In BIM use (4), the authors highlight the potential of the BIM approach to increase the use of more sophisticated design methodologies on the ground, especially for seismic risk assessments (e.g., PBEE, damage analyses). These consider non-structural (and, therefore, multidisciplinary) elements in the structural design phase, and thus struggle to be adopted in (traditional) current practice, because these analyses can be complex, expensive, and time-consuming. Research is focusing on developing simplified procedures for seismic risk assessments that can exploit information models to extract inputs for analyses and present results effectively.
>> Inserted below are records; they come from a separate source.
PR #10126, opened 2023-03-13
fix(helm-charts): add home volume when container uses readonly filesystem

tom-tschiller:
When an EMQX container runs with readonly filesystem, it needs a writable home directory to save the Erlang cookie

### DIFF
--- a/deploy/charts/emqx-enterprise/templates/StatefulSet.yaml
+++ b/deploy/charts/emqx-enterprise/templates/StatefulSet.yaml
@@ -74,6 +74,10 @@ spec:
         secret:
           secretName: {{ .Values.emqxLicenseSecretName }}
       {{- end }}
+      {{- if and (.Values.containerSecurityContext.enabled) (.Values.containerSecurityContext.readOnlyRootFilesystem) }}
+      - name: emqx-home
+        emptyDir: {}
+      {{- end }}
       {{- if .Values.podSecurityContext.enabled }}
       securityContext: {{- omit .Values.podSecurityContext "enabled" | toYaml | nindent 8 }}
       {{- end }}
@@ -138,6 +142,10 @@ spec:
             subPath: "emqx.lic"
             readOnly: true
           {{- end }}
+          {{- if and (.Values.containerSecurityContext.enabled) (.Values.containerSecurityContext.readOnlyRootFilesystem) }}
+          - name: emqx-home
+            mountPath: "/home/emqx"
+          {{- end}}
           readinessProbe:
             httpGet:
               path: /status
--- a/deploy/charts/emqx/templates/StatefulSet.yaml
+++ b/deploy/charts/emqx/templates/StatefulSet.yaml
@@ -74,6 +74,10 @@ spec:
         secret:
           secretName: {{ .Values.emqxLicenseSecretName }}
       {{- end }}
+      {{- if and (.Values.containerSecurityContext.enabled) (.Values.containerSecurityContext.readOnlyRootFilesystem) }}
+      - name: emqx-home
+        emptyDir: {}
+      {{- end }}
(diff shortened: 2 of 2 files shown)


Rory-Z:
Hi, @tom-tschiller could you please tell me why need Eralng cookie file ? The EMQX have cookie configure in `etc/emqx.conf`

@zmstone @id I am not an expert in Eralng, do you have any idea ?

id:
@tom-tschiller could you describe the circumstances when you have observed the issue you are trying to fix here?

tom-tschiller:
Hi @id and @Rory-Z. I checked it again. Starting a cluster with `readOnlyRootFilesystem: true` works in general. I had this problem, when I executed `emqx_ctl cluster status` on the command line. This results in an error:

```
emqx@mqtt-broker-test-helm-0:/opt/emqx$ emqx_ctl cluster status
escript: exception error: no match of right hand side value 
                 {error,
                     {{shutdown,
                          {failed_to_start_child,auth,
                              {"Failed to create cookie file '/home/emqx/.erlang.cookie': erofs",
                               [{auth,init_no_setcookie,0,
                                    [{file,"auth.erl"},{line,313}]},
                                {auth,init,1,[{file,"auth.erl"},{line,165}]},
                                {gen_server,init_it,2,
                                    [{file,"gen_server.erl"},{line,423}]},
                                {gen_server,init_it,6,
                                    [{file,"gen_server.erl"},{line,390}]},
                                {proc_lib,init_p_do_apply,3,
                                    [{file,"proc_lib.erl"},{line,226}]}]}}},
                      {child,undefined,net_sup_dynamic,
                          {erl_distribution,start_link,
                              [#{clean_halt => false,
                                 name =>
                                     'remsh_maint_emqx_test404@mqtt-broker-test-helm-0.mqtt-broker-test-helm-headless.mqtt-broker-test-helm.svc.cluster.local',
                                 name_domain => longnames,
                                 net_tickintensity => 4,net_ticktime => 60,
                                 supervisor => net_sup_dynamic}]},
                          permanent,false,1000,supervisor,
                          [erl_distribution]}}}
  in function  nodetool__escript__1678__868664__459130__3:'-do/1-fun-3-'/1 (/opt/emqx/bin/nodetool, line 40)
  in call from nodetool__escript__1678__868664__459130__3:do_with_ret/3 (/opt/emqx/bin/nodetool, line 169)
  in call from nodetool__escript__1678__868664__459130__3:do/1 (/opt/emqx/bin/nodetool, line 37)
  in call from escript:run/2 (escript.erl, line 750)
  in call from escript:start/1 (escript.erl, line 277)
  in call from init:start_em/1 
  in call from init:do_boot/3 
ERROR: node_is_not_running!
```
The cluster runs fine as far as I can see from the dashboard. Only the CLI tool seems to fail. As you say it shouldn't save the Erlang cookie in this directory. So do you think it's a problem in the CLI tool and should be fixed there?

id:
That's right, this looks like an issue with the cli tool. We'll look into it, thanks!

Rory-Z:
> That's right, this looks like an issue with the cli tool. We'll look into it, thanks!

Such methodologies would be particularly valuable in countries such as Italy, where there are territories with high seismic activity, and where both public and private clients may start to demand better structural performances than those guaranteed by the current building code. Further research is, however, required to define a (or an expanded) reference BIM-based workflow.
In BIM use (5), the authors demonstrate that the BIM approach can be used in existing structures in relation to the assessment of structural performance, the (optimised) design of structural retrofits, and knowledge management. Intentionally, the authors have first underlined a substantial difference between this case and the use of BIM in new structures, as well as the absence of the information models produced in the preliminary design phase for new buildings and, therefore, the requirement to create models starting with surveys of real assets and studies of corresponding 2D documentation, which may be unreliable or unavailable for both the design and construction phases (e.g., a requirement to deposit documentation with building regulatory authorities was only enforced in Italy in 1971). Nevertheless, the authors provide a workflow that applies to undamaged existing structures, which is a common scenario, but existing structures that have sustained damage must also be considered in the future. In 2019, Musella et al. [82] have conducted preliminary research on using a combination of BIM and AI to assess seismic damage in post-earthquake scenarios through image processing. However, further work is necessary in this regard, as well as with respect to the development of frameworks that combine collaboration platforms and information models to create central databases for organizing, retrieving, and managing data relating to in-situ tests and inspections.
Finally, BIM use (6), which refers to the operation and maintenance phase of structures, is extremely sectoral, but can, at the same time, also represent a stand-alone design objective. As seen in the analysis in Table 2, the applications of the BIM approach to SHM mainly concern bridges, which are infrastructures where the structural engineering discipline is dominant. The interest of the scientific community in the combined use of BIM and SHM is very recent, which is particularly demonstrated by the high number of conference proceedings among the publications identified. However, the topic is more complex than the other BIM uses, requiring the evaluation of strategies for integrating tools to conduct monitoring (briefly referred to as the internet of things (IoT)), update information models, and provide input data for SHM.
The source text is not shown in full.